United States v. Williams

Decision Date06 March 2014
Docket NumberCriminal No. 06–00079 JMS–KSC.
Citation1 F.Supp.3d 1124
PartiesUNITED STATES of America, Plaintiff, v. Naeem J. WILLIAMS, Defendant.
CourtU.S. District Court — District of Hawaii

OPINION TEXT STARTS HERE

Steven D. Mellin, U.S. Department of Justice, Washington, DC, Darren W.K. Ching, Office of the United States Attorney, Honolulu, HI, for Plaintiff.

Barry D. Edwards, Kaneohe, HI, Michael N. Burt, Law Office of Michael Burt, John Timothy Philipsborn, San Francisco, CA, for Defendant.

ORDER DENYING DEFENDANT NAEEM WILLIAMS' MOTION FOR PRETRIAL DETERMINATION THAT THE DEATH PENALTY CANNOT BE CARRIED OUT AGAINST NAEEM WILLIAMS BECAUSE OF A DISQUALIFYING MENTAL CAPACITY WITHIN THE MEANING OF 18 U.S.C. § 3596(c) AND ATKINS v. VIRGINIA, 536 U.S. 304 (2002)

J. MICHAEL SEABRIGHT, District Judge.

I. INTRODUCTION

The United States has charged Defendant Naeem Williams (Defendant or “Williams”) with crimes that qualify him for possible imposition of the death penalty under 18 U.S.C. §§ 3591 & 3592. Defendant has moved pursuant to 18 U.S.C. § 3596(c), and Atkins v. Virginia, 536 U.S. 304, 122 S.Ct. 2242, 153 L.Ed.2d 335 (2002), for a pretrial determination that the death penalty cannot be carried out against him because of a disqualifying mental capacity— i.e., that he is “intellectually disabled.” 1 Doc. No. 2064. The court has analyzed the extensive evidence taken during nine days of testimony in September and December 2013 (as well as other evidence in the record specifically proffered by the parties 2), and has carefully considered the written arguments filed by both sides. Based on the following, the court concludes that Defendant has failed to prove by a preponderance of the evidence that he has such a disqualifying condition.3 Accordingly, Defendant's Motion is DENIED.

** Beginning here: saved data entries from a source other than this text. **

PR #15782, opened 2026-09-07
Draw the graph's gutter row by row

mtsgrd:
The stacks graph's rails were drawn by four mechanisms: rows drew their glyphs, cards drew a stub and a through line with pseudo-elements, one SVG drew the gaps between cards from the virtualiser's measurements, and the upstream section drew its own with pseudo-elements. Now every row draws its whole gutter and a card draws the gap under it, so nothing is drawn from measured pixels, and no fold, dock or virtualisation can put a line out of step with its row. The look is unchanged.

- A row's gutter is a run of columns at a 12px pitch: one per line running behind the row, then the glyph's own. `GraphSegment` takes `behind`, the count of those columns, drawn as the translucent line the cards drew over their rows.
- The gap under a card is a row too, `GraphGap`: the main line through it, and the card's own line bending onto it. A stack card renders its gap inside its measured element, so the virtualiser has no gap of its own and `Rails.tsx` goes.
- The section's headers draw the rail around their chevron with the `control` glyphs, and the target's card is built like a stack card: an air row, its header, the incoming rows, a stub over its floor, then the gap with the leg's bend.
- `layout.ts` keeps the plan and the section's constants. The fold overlays and the commit checkbox sit on the glyph's column.

This is the mechanism a DAG renderer needs: a second lane is more columns per row, not another drawing layer. Verified against the previous look to the pixel, with the lite gates and the fixture captures.


PavelLaptev:
@mtsgrd screenshots pls

mtsgrd:
There's no visual change in this one!

PavelLaptev:
> There's no visual change in this PR!

Sorry, the bot tagged me here.

> 🔵 Needs a closer look
> It makes broad, tightly-coupled changes across virtualization, layout constants, and rendering/CSS for the graph gutter, which warrants final human verification of visual and interaction correctness.

This confused me as well.

PR #15783, opened 2026-09-07
Put the uncommitted files at the top of the graph

mtsgrd:
One section on the workspace tab instead of two, as `but status` draws it: the uncommitted files head the trunk, and every stack card is a lane off it.

## What changed

- The uncommitted files are a card at the head of the graph's scroller: a header row with the trunk's head and a fold, the file rows with the trunk as their rail, the last-commit line and the commit form as rows on it. The filter row sits under the header rather than in its place.
- Every stack card is a lane off the trunk, the top one included, and its gap bends onto the trunk.
- The card's head, header and filter row, sticks at the scroller's top while its rows scroll under it, so the filter stays in reach. The filter button goes while the card is folded.
- Once the card has scrolled out above, a docked row stands in for it at the scroller's head, without chevron or toolbar. A click scrolls back to the card.
- The panel splitter, the "Stacks and branches" header with its fold and summary, and the two-panel fold state go. One heading row, "Workspace", keeps the new-branch menu.

## Decisions to confirm

- The "Workspace" heading row above the scroller stays for now, since the other tabs each have one.
- The commit form stays at the card's foot and scrolls with it. Docking it at the scroller's head, as the merge base row docks at its foot, is the follow-up if a long file list makes it a reach.
- A clean worktree shows "no changes" beside the header, with no empty row under it.

## Not in this change

- Docking the commit form.
- The fold hotkey on a file row folding the card.

## Verification

- Lite typecheck, oxlint, prettier, unit tests, and the `workspace-focus` and `commit-form` e2e specs pass.
- Checked live: the head stuck with its hairline, the docked row taking over as the card leaves, a keyboard walk keeping the selected row clear of the stuck head, the fold hiding the filter button.


mtsgrd:
## 📸 UI screenshots

Captured 4 surfaces, 4 changed.

### uncommitted-long-list

| Before | After |
| --- | --- |
|  |  |

### uncommitted-small-list

| Before | After |
| --- | --- |
|  |  |

### uncommitted-docked

### uncommitted-head-stuck

Captured ad hoc for this pull request, not by the catalogue, so these surfaces are not covered going forward. "Before" is `origin/master`; the two scrolled states have no counterpart there.

- **small list**: two added files and one modified.
- **long list**: 37 files, at the top.
- **head stuck**: the long list scrolled 240px; the card's header holds at the scroller's top.
- **docked**: the top branch grown to 17 commits and the list scrolled past the card; the stand-in row takes the scroller's head.

PR #15785, opened 2026-09-07
Turn signing on in fixture scripts without dropping the harness isolation

mtsgrd:
Fixes the `workspace_commit_should_not_be_allowed_to_conflict` flake (13 CI failures, a bare ENOENT): the signed fixture scripts replaced `GIT_CONFIG_COUNT` with their own entries, dropping gix-testtools' isolation (`maintenance.auto=false`), so a detached `git maintenance` raced the fixture copy.

- the scripts now append `commit.gpgsign=true` to `GIT_CONFIG_PARAMETERS`, which git applies after `GIT_CONFIG_COUNT` and after the harness's own parameters, so the isolation survives and signing stays on
- bumps gix to `4ec7c08e47`, upstream main as of today, which includes GitoxideLabs/gitoxide#2982: gix-testtools now passes its isolation through `GIT_CONFIG_PARAMETERS`, so a script can no longer drop it by setting `GIT_CONFIG_COUNT`. Crate versions are unchanged; the 22 intervening commits include two `gix-config-value` parity fixes marked breaking (boolean numbers, `~` expansion)
- commit hashes and snapshots are unchanged
- deletes two signed line-offset fixtures in but-workspace that nothing referenced

Verified with `cargo check --workspace --all-targets` on the new rev, `cargo test -p but-rebase -p but-core` with fixture caches cleared so every script re-ran under the new harness, and a local git check of both harness shapes.


mtsgrd:
@krlvi could we land this?

slarse (approved):
This one has been bothering me, nice.

The one thing that bothers me about this fix is that it's very fragile. There's nothing stopping us from introducing this same error in new fixtures.

mtsgrd:
Ok, merging now, but can you think of a way we can make this future proof?

crates/but-core/tests/fixtures/scenario/single-signed.sh
```diff
@@ -11,11 +11,15 @@ git config user.signingKey "$PWD/signature.key"
...
-export "GIT_CONFIG_VALUE_1=main"
+# Append to the entries gix-testtools passes via GIT_CONFIG_COUNT. Replacing
+# them drops its maintenance.auto=false; each commit then spawns a detached
+# 'git maintenance' that races the fixture copy.
+base_config_count=${GIT_CONFIG_COUNT:-0}
+export "GIT_CONFIG_KEY_${base_config_count}=commit.gpgsign"
+export "GIT_CONFIG_VALUE_${base_config_count}=true"
+export "GIT_CONFIG_KEY_$((base_config_count + 1))=init.defaultBranch"
+export "GIT_CONFIG_VALUE_$((base_config_count + 1))=main"
+export "GIT_CONFIG_COUNT=$((base_config_count + 2))"
```
slarse: Looking at this again, this would also benefit from an `append_git_config` helper function, like the `but-rebase` tests get.

slarse (commented):
@mtsgrd I'd say a blanket disallowing of using `GIT_CONFIG_*` in any scenario is a good start. We could put a check like this in CI, for example:

```bash
if rg --files-with-matches 'GIT_CONFIG_KEY' | grep 'fixtures/scenario' | grep -v 'shared.sh'; then
    echo 'Found scenarios that inappropriately override GIT_CONFIG_* variables, use append_git_config instead'
    exit 1
else
    echo 'All scenarios abiding by the GIT_CONFIG_* rules'
    exit 0
fi
```

That would require scenarios to use a shared helper. It's not _rock solid_ as it fails if the scenarios are put in some subdirectory that doesn't follow the `fixtures/scenario` convention, but it will work for existing places where we have scenarios. WDYT?

I also realize I'm not powerful enough to approve this PR, hehe :D

crates/but-core/tests/fixtures/scenario/single-signed.sh
Byron: https://github.com/GitoxideLabs/gitoxide/pull/2982 will address this centrally, and make overriding these variables possible without a rain dance. It will take a moment to land in GB, but when it does I will make sure to role this back.

mtsgrd:
I put this back to draft while we await the next gix release.

Byron:
@mtsgrd I think it's completely fine to update `gix` in this PR - the fix is already merged I believe.

mtsgrd:
@Byron I've added gix version bump to this pr. Can you review and possibly approve?

crates/but-core/tests/fixtures/scenario/single-signed.sh
```diff
@@ -11,11 +11,9 @@ git config user.signingKey "$PWD/signature.key"
...
 echo "*.key*" >.gitignore
 
-export "GIT_CONFIG_COUNT=2"
-export "GIT_CONFIG_KEY_0=commit.gpgsign"
-export "GIT_CONFIG_VALUE_0=true"
-export "GIT_CONFIG_KEY_1=init.defaultBranch"
-export "GIT_CONFIG_VALUE_1=main"
+# Appended to git's command-scope config, which outranks the harness's commit.gpgsign=false
+# however gix-testtools passes it.
+export GIT_CONFIG_PARAMETERS="${GIT_CONFIG_PARAMETERS:+$GIT_CONFIG_PARAMETERS }'commit.gpgsign=true'"
```
Byron, line 16: While I don't love that this leaks into fixtures this way, which is something I didn't think of while naively assuming that GIT_CONFIG_COUNT (etc) stacks with GIT_CONFIG_PARAMETERS, I think it's acceptable given the limited amount of alternatives.

The format also has its benefits as it's inarguably less verbose and more readable.
It's probably also confusing that those who try to use `GIT_CONFIG_COUNT` will just see it silently ignored, which is something that speaks for the previous solution of fiddling with global configuration files, but which would also bring back the verbose `GIT_CONFIG_COUNT`.

Long story, let's go with this :D.

Byron (approved):
Thanks, looks good to me.

crates/but-core/tests/fixtures/scenario/single-signed.sh
mtsgrd: Ok, great. :)

mtsgrd:
@krlvi could you approve this?

krlvi (approved):

PR #15787, opened 2026-09-07
Add an optional setting to put the file list right of the diff

mtsgrd:
I think it would feel more natural to have the changes file list on the right?

This adds a switch under Appearance → Files, "File list right of the diff". It defaults to off, so nothing changes until it is turned on. On, the commit, branch and uncommitted views show the diff first with the file list to its right, keeping it away from the sidebar's own file list.

### DIFF
--- a/apps/lite/electron/src/settings.ts
+++ b/apps/lite/electron/src/settings.ts
@@ -26,6 +26,7 @@ const guiSettingsV1 = type({
 	"dryRunOperations?": "boolean",
 	"editorId?": "string",
 	"fileDisplayMode?": "'list' | 'tree'",
+	"filesPanelRight?": "boolean",
 	"lineDiffType?": "'word-alt' | 'word' | 'char' | 'none'",
 	"minimap?": "boolean",
 	"pathFirst?": "boolean",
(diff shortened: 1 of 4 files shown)


mtsgrd:
## 📸 UI screenshots

Captured 9 catalogue surfaces, 1 changed, plus the settings page captured from the dev app.

### settings-appearance

The new switch under Appearance → Files. Captured from the running dev app rather than the fixture harness, since the Appearance page is not in the catalogue.

| Switch off (default) | Switch on |
| --- | --- |
|  |  |

### details-pane

The layout the switch controls. "Before" is also what the pane looks like with the switch off; "After" is the switch on.

| Before | After |
| --- | --- |
|  |  |

The commit view shares this layout and is not in the catalogue; it was checked live in the dev app.

<details>
<summary>8 surfaces unchanged</summary>

`branches-tab`, `commit-form`, `pr-form` and `uncommitted` are byte-identical. `edit-mode`, `project-picker`, `settings` and `workspace-sidebar` differ only in run-to-run noise (a fixture commit id, a text caret, "Ns ago").

</details>

PR #15788, opened 2026-09-07
Take the keychain prompt off Lite's launch path

mtsgrd:
Lite nightly took 8.5 s to show its window on the first launch of each build. The tracing log and `securityd` show why: `initMetrics` is awaited before the window is created, it read the profile through `get_user`, and that checks the token in the keychain. The shared token item trusted only the desktop nightly, so each new Lite build got a keychain prompt and the window waited behind it.

- `getUserProfileLocal` reads the stored profile only; the token is checked by the first call that needs it
- the remote failure-limit fetch is no longer awaited before the window
- the login-shell environment is fetched async while Electron boots, instead of synchronously at module load (about 0.5 s of zsh startup)
- the `but` scheme gets `codeCache` and the window `bypassHeatCheck`, so the 3 MB renderer bundle is not recompiled from source on every launch

Measured on a local packaged build of this branch, warm launch, spawn to event:

| Stage | Before | After |
|---|---|---|
| Page loaded | 1.6 s, plus the prompt when it appears | 0.78 s |
| Window visible | | 0.74 s |
| Keychain prompt at launch | on each build the item does not trust | none |

The workspace stays empty until `changes_in_worktree` returns, 1.9 to 5 s on a large dirty tree here. That is separate work on the Rust side.

### DIFF
--- a/apps/lite/electron/src/main.ts
+++ b/apps/lite/electron/src/main.ts
@@ -49,7 +49,9 @@ import { type GUISettings, readSettings, writeSettings } from "./settings.js";
 import { initMetrics, metricsOnLogin, shutdownMetrics, withApiCommandCapture } from "./metrics.js";
 import { apiParamNames } from "@gitbutler/but-sdk/api-param-names";
 
-Object.assign(process.env, interactiveLoginShellEnvironment());
+// Started now so the shell's startup overlaps with Electron's; applied once ready, before
+// anything that could spawn a process.
+const shellEnvironment = interactiveLoginShellEnvironment();
 
 const isHeadless = process.env.GITBUTLER_LITE_HEADLESS === "true";
 if (isHeadless && process.platform === "darwin") app.setActivationPolicy("accessory");
@@ -590,6 +592,7 @@ if (!app.requestSingleInstanceLock()) {
 
 void app.whenReady().then(async () => {
 	initLogging();
+	Object.assign(process.env, await shellEnvironment);
 	applyGUISettings(await readSettings());
 	await initApplicationNamespace(null);
 	configureAskpass();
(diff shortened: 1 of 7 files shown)


apps/lite/electron/src/main.ts
```diff
@@ -590,6 +596,7 @@ if (!app.requestSingleInstanceLock()) {
 
 void app.whenReady().then(async () => {
 	initLogging();
+	Object.assign(process.env, await shellEnvironment);
```
Byron, line 599: I think this is great as it won't risk the environment not being configured when the app is ready. This also seems to fix a bug as previously it didn't await it.

crates/but-api/src/legacy/users.rs
```diff
@@ -114,10 +114,13 @@ impl From<User> for UserProfile {
...
 
 /// The signed-in account, or `None`. Credentials stay in this process.
+///
+/// Only the stored profile is read: the keychain, which may prompt on macOS, is left to the
+/// first call that needs the token.
 #[but_api(napi)]
 #[instrument(err(Debug))]
 pub fn get_user_profile_local() -> Result<Option<UserProfile>> {
-    Ok(get_user()?.map(Into::into))
+    Ok(gitbutler_user::get_user()?.map(Into::into))
```
Byron, line 123: This also constitutes a bugfix, but merely because `get_user()` has massive side-effects. That's likely to bite another time elsewhere if `get_user()` is still called.

Byron (approved):
This is great, but I also I can only speak for certain parts. Maybe @samhh has ideas about the Chromium parts.

mtsgrd:
Thanks Byron, let me go ahead and land this, build a new nightly, and if it doesn't have the expected impact or if it breaks anything I'll come back to it.

samhh (approved):
Overlaps with some changes I had in flight, so for posterity:

- Not awaiting that function in metrics speeds up launch by ~4%.
- The two code caching properties (atop another change of mine, anyway) speed up warm launches by ~6%.

Also `bypassHeatCheck` remains lazy, which isn't quite clear from the clanked comment.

The court first explains the relevant procedural background leading to the Atkins hearings, and summarizes the witnesses who testified in September and December 2013 (and in prior related proceedings in this case). The substance of the evidence, however, is best understood in light of the applicable legal and clinical standards. The court thus analyzes the specific testimony and evidence in the Analysis section of this Order, after examining the relevant standards in the Discussion section.

II. PROCEDURAL BACKGROUND
A. Charges Against Defendant

The Second Superseding Indictment (“Indictment”) charges Defendant with two capital-eligible Counts arising out of his role in allegedly beating and killing his five-year-old daughter. Specifically, Count One charges Defendant with first degree felony murder, in violation of 18 U.S.C. §§ 7 & 1111. Doc. No. 1004, Indictment at 2. It alleges that on July 16, 2005, Defendant, with malice aforethought, unlawfully killed a child, in the perpetration of child abuse, at Wheeler Army Airfield. Id. Count Two charges Defendant with first degree felony murder, and aiding and abetting first degree felony murder, in violation of 18 U.S.C. §§ 7 & 1111. It alleges that sometime after December 13, 2004, and culminating on July 16, 2005, Defendant and his wife, Delilah Williams, with malice aforethought, unlawfully killed, and aided and abetted each other in the killing of, a child in the perpetration of a pattern and practice of assault and torture against a child. Id. at 3.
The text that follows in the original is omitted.